Concurrent Activation of Both Survival-Promoting and Death-Inducing Signaling by Chloroquine in Glioblastoma Stem Cells: Implications for Potential Risks and Benefits of Using Chloroquine as Radiosensitizer
Andreas Müller,
Patrick Weyerhäuser,
Nancy Berte,
Fitriasari Jonin,
Bogdan Lyubarskyy,
Bettina Sprang,
Sven Rainer Kantelhardt,
Gabriela Salinas,
Lennart Opitz,
Walter Schulz-Schaeffer,
Alf Giese,
Ella L. Kim
Affiliations
Andreas Müller
Experimental Neurooncology Group, Clinic for Neurosurgery, Johannes Gutenberg University Medical Centre, 55131 Mainz, Germany
Patrick Weyerhäuser
Institute of Toxicology, Johannes Gutenberg University Medical Centre, 55131 Mainz, Germany
Nancy Berte
Experimental Neurooncology Group, Clinic for Neurosurgery, Johannes Gutenberg University Medical Centre, 55131 Mainz, Germany
Fitriasari Jonin
Experimental Neurooncology Group, Clinic for Neurosurgery, Johannes Gutenberg University Medical Centre, 55131 Mainz, Germany
Bogdan Lyubarskyy
Experimental Neurooncology Group, Clinic for Neurosurgery, Johannes Gutenberg University Medical Centre, 55131 Mainz, Germany
Bettina Sprang
Experimental Neurooncology Group, Clinic for Neurosurgery, Johannes Gutenberg University Medical Centre, 55131 Mainz, Germany
Sven Rainer Kantelhardt
Experimental Neurooncology Group, Clinic for Neurosurgery, Johannes Gutenberg University Medical Centre, 55131 Mainz, Germany
Gabriela Salinas
NGS Integrative Genomics Core Unit (NIG), Institute for Human Genetics, University Medical Centre, 37075 Göttingen, Germany
Lennart Opitz
Functional Genomics Center Zurich, ETH Zurich, University of Zurich, 8092 Zurich, Switzerland
Walter Schulz-Schaeffer
Department of Neuropathology, Medical Faculty, Saarland University, 66123 Homburg, Germany
Alf Giese
Experimental Neurooncology Group, Clinic for Neurosurgery, Johannes Gutenberg University Medical Centre, 55131 Mainz, Germany
Ella L. Kim
Experimental Neurooncology Group, Clinic for Neurosurgery, Johannes Gutenberg University Medical Centre, 55131 Mainz, Germany
Lysosomotropic agent chloroquine was shown to sensitize non-stem glioblastoma cells to radiation in vitro with p53-dependent apoptosis implicated as one of the underlying mechanisms.

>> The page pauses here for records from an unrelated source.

PR #2743, opened 2022-01-10
Workaround for dotty#14240

armanbilge:
Reported by @mn98. This turned out to be a Scala 3 bug reported in https://github.com/lampepfl/dotty/issues/14240, but we can code defensively around it in the mean time.

### DIFF
--- a/.scalafmt.conf
+++ b/.scalafmt.conf
@@ -1,6 +1,11 @@
 version = 3.2.1
 
 runner.dialect = Scala213Source3
+fileOverride {
+  "glob:**/scala-3/**" {
+    runner.dialect = scala3
+  }
+}
 
 project.excludeFilters = [
   "scalafix/*"
--- a/core/shared/src/main/scala-3/cats/effect/ExitCode.scala
+++ b/core/shared/src/main/scala-3/cats/effect/ExitCode.scala
@@ -16,18 +16,13 @@
 
 package cats.effect
 
-import scala.annotation.targetName
-
 /**
  * Represents the exit code of an application.
  *
  * `code` is constrained to a range from 0 to 255, inclusive.
  */
 // The strange encoding of this class is due to https://github.com/lampepfl/dotty/issues/14240
-sealed class ExitCode private[effect] (val code: Int)
-    extends Product
-    with Equals
-    with Serializable {
+sealed class ExitCode private[effect] (val code: Int) extends Product, Equals, Serializable {
 
   def _1: Int = code
 
--- a/core/shared/src/main/scala-3/cats/effect/ExitCode.scala
+++ b/core/shared/src/main/scala-3/cats/effect/ExitCode.scala
@@ -28,6 +28,9 @@ sealed class ExitCode private[effect] (val code: Int)
     extends Product
     with Equals
     with Serializable {
+
+  def _1: Int = code
+
   def canEqual(that: Any): Boolean = that.isInstanceOf[ExitCode]
 
   override def equals(that: Any): Boolean = that match {
@@ -55,11 +58,7 @@ object ExitCode {
    */
   def apply(i: Int): ExitCode = new ExitCode(i & 0xff)
 
-  @targetName("unapply")
-  private[effect] def unapplyBinCompat(ec: ExitCode): Option[Int] = Some(ec.code)
-
-  @targetName("unapplyTotal")
-  def unapply(ec: ExitCode): Some[Int] = Some(ec.code)
+  def unapply(ec: ExitCode): ExitCode = ec
 
   val Success: ExitCode = ExitCode(0)
   val Error: ExitCode = ExitCode(1)
--- a/core/shared/src/main/scala-3/cats/effect/ExitCode.scala
+++ b/core/shared/src/main/scala-3/cats/effect/ExitCode.scala
@@ -16,6 +16,8 @@
 
 package cats.effect
 
+import scala.annotation.targetName
+
 /**
  * Represents the exit code of an application.
  *
@@ -53,7 +55,11 @@ object ExitCode {
    */
   def apply(i: Int): ExitCode = new ExitCode(i & 0xff)
 
-  def unapply(ec: ExitCode): Option[Int] = Some(ec.code)
+  @targetName("unapply")
+  private[effect] def unapplyBinCompat(ec: ExitCode): Option[Int] = Some(ec.code)
+
+  @targetName("unapplyTotal")
+  def unapply(ec: ExitCode): Some[Int] = Some(ec.code)
 
   val Success: ExitCode = ExitCode(0)
   val Error: ExitCode = ExitCode(1)
--- a/core/shared/src/main/scala/cats/effect/ExitCode.scala
+++ b/core/shared/src/main/scala/cats/effect/ExitCode.scala
@@ -21,7 +21,26 @@ package cats.effect
  *
  * `code` is constrained to a range from 0 to 255, inclusive.
  */
-sealed abstract case class ExitCode private (code: Int)
+// The strange encoding of this class is due to https://github.com/lampepfl/dotty/issues/14240
+sealed class ExitCode private[effect] (val code: Int)
+    extends Product
+    with Equals
+    with Serializable {
+  def canEqual(that: Any): Boolean = that.isInstanceOf[ExitCode]
+
+  override def equals(that: Any): Boolean = that match {
+    case ExitCode(code) => this.code == code
+    case _ => false
+  }
+
+  def productArity: Int = 1
+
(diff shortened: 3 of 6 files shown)


core/shared/src/main/scala/cats/effect/ExitCode.scala
```diff
@@ -21,7 +21,26 @@ package cats.effect
...
+  override def equals(that: Any): Boolean = that match {
+    case ExitCode(code) => this.code == code
+    case _ => false
+  }
+
+  def productArity: Int = 1
+
+  def productElement(n: Int): Any = if (n == 0) code else throw new NoSuchElementException
+
+  override def hashCode = code
```
armanbilge: I cheated on this one. If we really care about keeping this stable, I can figure out what's supposed to go here.

core/shared/src/main/scala/cats/effect/ExitCode.scala
```diff
@@ -32,7 +51,9 @@ object ExitCode {
    *   the value whose 8 least significant bits are used to construct an exit code within the
    *   valid range.
    */
-  def apply(i: Int): ExitCode = new ExitCode(i & 0xff) {}
+  def apply(i: Int): ExitCode = new ExitCode(i & 0xff)
+
+  def unapply(ec: ExitCode): Option[Int] = Some(ec.code)
```
djspiewak:
```suggestion
  def unapply(ec: ExitCode): Some[Int] = Some(ec.code)
```

This way we keep exhaustiveness checking

djspiewak (dismissed):
This is really annoying :-( As long as mima blesses it though I think we'll be okay.

core/shared/src/main/scala/cats/effect/ExitCode.scala
vasilmkd: As a wrapper of an integer, this is ok.

vasilmkd (changes requested):
Just Daniel's suggestion.

core/shared/src/main/scala/cats/effect/ExitCode.scala
armanbilge: This is how I did it at first, but mima complained actually. So I have no idea if/how we are getting exhaustive checking right now, maybe not at the bytecode level 🤔

armanbilge:
Actually, hang on. The lack of exhaustivity check would be source-breaking, and quite frankly annoying. This is no good. I wonder if we can work around it.

core/shared/src/main/scala-3/cats/effect/ExitCode.scala
```diff
@@ -0,0 +1,66 @@
...
+   *   the value whose 8 least significant bits are used to construct an exit code within the
+   *   valid range.
+   */
+  def apply(i: Int): ExitCode = new ExitCode(i & 0xff)
+
+  @targetName("unapply")
+  private[effect] def unapplyBinCompat(ec: ExitCode): Option[Int] = Some(ec.code)
+
+  @targetName("unapplyTotal")
+  def unapply(ec: ExitCode): Some[Int] = Some(ec.code)
```
armanbilge: Bincompat is so much more fun on Scala 3 :)

armanbilge:
@djspiewak we really need that sbt-spiewak release with mima for Scala 3 enabled ... 

I manually added:
```scala
mimaPreviousArtifacts += "org.typelevel" %%% "cats-effect" % "3.3.4",
```

Not only did I miss the `_1` method, it seems the `unapply` encoding on Scala 3 actually doesn't use `Option` at all?

```
[error] cats-effect: Failed binary compatibility check against org.typelevel:cats-effect_3:3.3.4! Found 3 potential problems
[error]  * static method unapply(cats.effect.ExitCode)cats.effect.ExitCode in class cats.effect.ExitCode has a different result type in current version, where it is scala.Option rather than cats.effect.ExitCode
[error]    filter with: ProblemFilters.exclude[IncompatibleResultTypeProblem]("cats.effect.ExitCode.unapply")
[error]  * method _1()Int in class cats.effect.ExitCode does not have a correspondent in current version
[error]    filter with: ProblemFilters.exclude[DirectMissingMethodProblem]("cats.effect.ExitCode._1")
[error]  * method unapply(cats.effect.ExitCode)cats.effect.ExitCode in object cats.effect.ExitCode has a different result type in current version, where it is scala.Option rather than cats.effect.ExitCode
[error]    filter with: ProblemFilters.exclude[IncompatibleResultTypeProblem]("cats.effect.ExitCode.unapply")
[error] stack trace is suppressed; run last coreJVM / mimaReportBinaryIssues for the full output
[error] (coreJVM / mimaReportBinaryIssues) Failed binary compatibility check against org.typelevel:cats-effect_3:3.3.4! Found 3 potential problems
```

armanbilge:
Forgot to indicate ready-for-review :)

core/shared/src/main/scala-3/cats/effect/ExitCode.scala
```diff
@@ -0,0 +1,65 @@
...
+/**
+ * Represents the exit code of an application.
+ *
+ * `code` is constrained to a range from 0 to 255, inclusive.
+ */
+// The strange encoding of this class is due to https://github.com/lampepfl/dotty/issues/14240
+sealed class ExitCode private[effect] (val code: Int)
+    extends Product
+    with Equals
+    with Serializable {
```
vasilmkd: I wouldn't object if the new syntax was used in this file.

core/shared/src/main/scala-3/cats/effect/ExitCode.scala
```diff
@@ -0,0 +1,65 @@
...
+ * Unless required by applicable law or agreed to in writing, software
+ * distributed under the License is distributed on an "AS IS" BASIS,
+ * WITHOUT WARRANTIES OR CONDITIONS OF ANY KIND, either express or implied.
+ * See the License for the specific language governing permissions and
+ * limitations under the License.
+ */
+
+package cats.effect
+
+import scala.annotation.targetName
```
vasilmkd: This might be unused. Please double check.

core/shared/src/main/scala-3/cats/effect/ExitCode.scala
```diff
@@ -0,0 +1,65 @@
...
+  def canEqual(that: Any): Boolean = that.isInstanceOf[ExitCode]
+
+  override def equals(that: Any): Boolean = that match {
+    case ExitCode(code) => this.code == code
+    case _ => false
+  }
+
+  def productArity: Int = 1
+
+  def productElement(n: Int): Any = if (n == 0) code else throw new NoSuchElementException
```
vasilmkd, line 38: The quirks of Scala 3. Scala 3 supports creating instances of objects without the `new` keyword, but it can't do it in this case because it cannot see through the `type NoSuchElementException = java.util.NoSuchElementException` alias. It works if you import it, which is whatever.

More on the subject https://docs.scala-lang.org/scala3/reference/other-new-features/creator-applications.html.

vasilmkd (changes requested):
Here's more on how `unapply` and pattern matching has changed in Scala 3. https://docs.scala-lang.org/scala3/reference/changed-features/pattern-matching.html

And they say Scala 3 is not a new language.

core/shared/src/main/scala-3/cats/effect/ExitCode.scala
armanbilge: Our scalac options like the braces I think.

core/shared/src/main/scala-3/cats/effect/ExitCode.scala
armanbilge: Good catch, no unused warnings :(

core/shared/src/main/scala-3/cats/effect/ExitCode.scala
vasilmkd: Does `fs2` have Scala 3 specific sources with the new syntax or did I misremember something. If we're not set up for it in `cats-effect`, this change is not worth that.

armanbilge: I mean, I hope the split sources are only temporary until the bug is fixed. But wishful thinking maybe :)

.scalafmt.conf
```diff
@@ -1,6 +1,11 @@
 version = 3.2.1
 
 runner.dialect = Scala213Source3
+fileOverride {
+  "glob:**/scala-3/**" {
+    runner.dialect = scala3
+  }
+}
```
vasilmkd, line 8: Does this do anything? Genuine question.

armanbilge: `scalafmt` raises a warning without it.

vasilmkd (approved):

djspiewak (approved):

The in vivo outcomes of chloroquine or its effects on glioblastoma stem cells have not been previously addressed. This study undertakes a combinatorial approach encompassing in vitro, in vivo and in silico investigations to address the relationship between chloroquine-mediated radiosensitization and p53 status in glioblastoma stem cells. Our findings reveal that chloroquine elicits antagonistic impacts on signaling pathways involved in the regulation of cell fate via both transcription-dependent and transcription-independent mechanisms. Evidence is provided that transcriptional impacts of chloroquine are primarily determined by p53 with chloroquine-mediated activation of pro-survival mevalonate and p21-DREAM pathways being the dominant response in the background of wild type p53. Non-transcriptional effects of chloroquine are conserved and converge on key cell fate regulators ATM, HIPK2 and AKT in glioblastoma stem cells irrespective of their p53 status. Our findings indicate that pro-survival responses elicited by chloroquine predominate in the context of wild type p53 and are diminished in cells with transcriptionally impaired p53. We conclude that p53 is an important determinant of the balance between pro-survival and pro-death impacts of chloroquine and propose that p53 functional status should be taken into consideration when evaluating the efficacy of glioblastoma radiosensitization by chloroquine.